What is being asked |
In the material below, transcribe every line from the first through the line holding "doesn't account for", exactly, and stop after that line.

Source records |
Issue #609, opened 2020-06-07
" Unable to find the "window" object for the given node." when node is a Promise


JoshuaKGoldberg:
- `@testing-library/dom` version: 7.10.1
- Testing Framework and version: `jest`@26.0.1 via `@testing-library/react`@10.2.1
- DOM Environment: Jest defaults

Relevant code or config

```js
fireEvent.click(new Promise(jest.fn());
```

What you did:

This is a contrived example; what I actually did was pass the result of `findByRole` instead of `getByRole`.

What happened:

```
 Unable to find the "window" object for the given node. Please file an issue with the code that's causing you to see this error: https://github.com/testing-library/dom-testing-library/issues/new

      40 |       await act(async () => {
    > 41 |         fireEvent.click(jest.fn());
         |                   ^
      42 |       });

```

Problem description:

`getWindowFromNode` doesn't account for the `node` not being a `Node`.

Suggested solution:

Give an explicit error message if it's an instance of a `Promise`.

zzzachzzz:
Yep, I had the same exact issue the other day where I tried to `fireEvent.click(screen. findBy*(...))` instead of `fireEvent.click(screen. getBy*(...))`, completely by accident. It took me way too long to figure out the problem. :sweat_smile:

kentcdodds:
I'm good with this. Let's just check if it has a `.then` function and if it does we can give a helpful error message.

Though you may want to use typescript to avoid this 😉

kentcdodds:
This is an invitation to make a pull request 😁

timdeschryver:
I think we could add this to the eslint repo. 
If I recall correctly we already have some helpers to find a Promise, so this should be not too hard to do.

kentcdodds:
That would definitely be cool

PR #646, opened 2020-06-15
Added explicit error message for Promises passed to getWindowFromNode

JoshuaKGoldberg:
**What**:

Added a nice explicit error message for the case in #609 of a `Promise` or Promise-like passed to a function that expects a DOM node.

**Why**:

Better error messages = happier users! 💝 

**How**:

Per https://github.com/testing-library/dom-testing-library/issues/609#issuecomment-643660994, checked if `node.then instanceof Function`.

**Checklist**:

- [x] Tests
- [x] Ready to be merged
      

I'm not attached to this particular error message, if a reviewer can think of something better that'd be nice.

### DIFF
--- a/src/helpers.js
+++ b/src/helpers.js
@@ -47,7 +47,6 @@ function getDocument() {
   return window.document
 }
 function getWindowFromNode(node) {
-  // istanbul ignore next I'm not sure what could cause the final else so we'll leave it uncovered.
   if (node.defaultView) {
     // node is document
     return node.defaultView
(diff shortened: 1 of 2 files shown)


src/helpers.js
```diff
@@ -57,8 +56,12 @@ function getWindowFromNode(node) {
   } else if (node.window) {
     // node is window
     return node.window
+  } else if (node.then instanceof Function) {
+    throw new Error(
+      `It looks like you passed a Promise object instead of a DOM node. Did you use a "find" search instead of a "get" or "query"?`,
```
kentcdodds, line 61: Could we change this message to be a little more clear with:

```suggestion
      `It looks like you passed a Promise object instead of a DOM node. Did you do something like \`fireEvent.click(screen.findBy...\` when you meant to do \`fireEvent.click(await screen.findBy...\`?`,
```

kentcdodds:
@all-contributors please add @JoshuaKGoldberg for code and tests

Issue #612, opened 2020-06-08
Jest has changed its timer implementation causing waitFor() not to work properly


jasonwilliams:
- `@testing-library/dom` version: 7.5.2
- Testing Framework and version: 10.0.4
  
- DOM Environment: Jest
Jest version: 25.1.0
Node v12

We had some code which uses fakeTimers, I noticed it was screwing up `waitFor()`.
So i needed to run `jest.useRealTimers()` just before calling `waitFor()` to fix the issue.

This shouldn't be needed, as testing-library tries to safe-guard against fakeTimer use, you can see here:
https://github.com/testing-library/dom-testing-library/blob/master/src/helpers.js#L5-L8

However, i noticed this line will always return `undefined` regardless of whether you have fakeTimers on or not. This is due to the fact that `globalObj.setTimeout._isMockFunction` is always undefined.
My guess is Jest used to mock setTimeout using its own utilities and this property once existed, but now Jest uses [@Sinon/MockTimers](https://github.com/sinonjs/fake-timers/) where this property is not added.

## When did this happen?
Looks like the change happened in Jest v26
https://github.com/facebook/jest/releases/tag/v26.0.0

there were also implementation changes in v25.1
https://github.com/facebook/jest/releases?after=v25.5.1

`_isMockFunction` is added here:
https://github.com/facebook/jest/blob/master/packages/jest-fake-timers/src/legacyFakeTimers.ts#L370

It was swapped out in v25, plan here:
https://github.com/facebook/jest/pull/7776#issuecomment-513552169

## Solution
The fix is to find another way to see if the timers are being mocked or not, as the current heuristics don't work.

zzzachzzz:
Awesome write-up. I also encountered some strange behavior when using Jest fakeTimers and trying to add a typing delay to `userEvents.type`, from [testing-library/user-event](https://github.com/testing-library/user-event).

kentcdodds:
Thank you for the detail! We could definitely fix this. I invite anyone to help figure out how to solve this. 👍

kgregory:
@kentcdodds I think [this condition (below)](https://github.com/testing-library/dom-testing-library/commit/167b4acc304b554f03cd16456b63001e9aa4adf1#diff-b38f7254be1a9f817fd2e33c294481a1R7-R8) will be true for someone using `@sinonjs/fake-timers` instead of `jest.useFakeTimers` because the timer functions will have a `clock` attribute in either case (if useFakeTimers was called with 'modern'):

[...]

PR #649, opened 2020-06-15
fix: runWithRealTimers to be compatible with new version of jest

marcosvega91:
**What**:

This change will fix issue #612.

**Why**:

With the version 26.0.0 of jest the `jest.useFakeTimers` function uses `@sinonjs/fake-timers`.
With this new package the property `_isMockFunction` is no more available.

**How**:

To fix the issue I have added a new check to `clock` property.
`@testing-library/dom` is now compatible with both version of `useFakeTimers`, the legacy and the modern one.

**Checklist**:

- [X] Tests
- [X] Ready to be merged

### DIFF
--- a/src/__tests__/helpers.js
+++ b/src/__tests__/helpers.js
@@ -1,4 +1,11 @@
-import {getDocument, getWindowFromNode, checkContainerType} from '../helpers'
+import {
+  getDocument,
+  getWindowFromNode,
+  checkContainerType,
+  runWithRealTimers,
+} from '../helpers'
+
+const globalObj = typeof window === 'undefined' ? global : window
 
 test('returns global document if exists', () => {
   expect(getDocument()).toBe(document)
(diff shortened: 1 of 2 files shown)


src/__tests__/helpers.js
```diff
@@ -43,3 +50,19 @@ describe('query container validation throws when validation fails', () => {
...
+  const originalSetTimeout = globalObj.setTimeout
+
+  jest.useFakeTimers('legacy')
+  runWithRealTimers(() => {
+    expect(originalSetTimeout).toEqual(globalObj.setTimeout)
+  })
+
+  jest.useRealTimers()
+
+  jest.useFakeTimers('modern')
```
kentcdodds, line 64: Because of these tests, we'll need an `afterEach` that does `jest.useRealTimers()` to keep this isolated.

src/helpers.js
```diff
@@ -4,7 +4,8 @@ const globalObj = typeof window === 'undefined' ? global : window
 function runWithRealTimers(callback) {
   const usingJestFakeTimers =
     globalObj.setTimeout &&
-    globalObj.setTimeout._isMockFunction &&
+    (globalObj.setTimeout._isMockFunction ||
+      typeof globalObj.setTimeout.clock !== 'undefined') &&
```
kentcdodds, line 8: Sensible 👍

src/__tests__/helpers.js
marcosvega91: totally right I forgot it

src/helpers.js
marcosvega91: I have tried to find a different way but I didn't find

Solution to the exercise |
Issue #609, opened 2020-06-07
" Unable to find the "window" object for the given node." when node is a Promise


JoshuaKGoldberg:
- `@testing-library/dom` version: 7.10.1
- Testing Framework and version: `jest`@26.0.1 via `@testing-library/react`@10.2.1
- DOM Environment: Jest defaults

Relevant code or config

```js
fireEvent.click(new Promise(jest.fn());
```

What you did:

This is a contrived example; what I actually did was pass the result of `findByRole` instead of `getByRole`.

What happened:

```
 Unable to find the "window" object for the given node. Please file an issue with the code that's causing you to see this error: https://github.com/testing-library/dom-testing-library/issues/new

      40 |       await act(async () => {
    > 41 |         fireEvent.click(jest.fn());
         |                   ^
      42 |       });

```

Problem description:

`getWindowFromNode` doesn't account for the `node` not being a `Node`.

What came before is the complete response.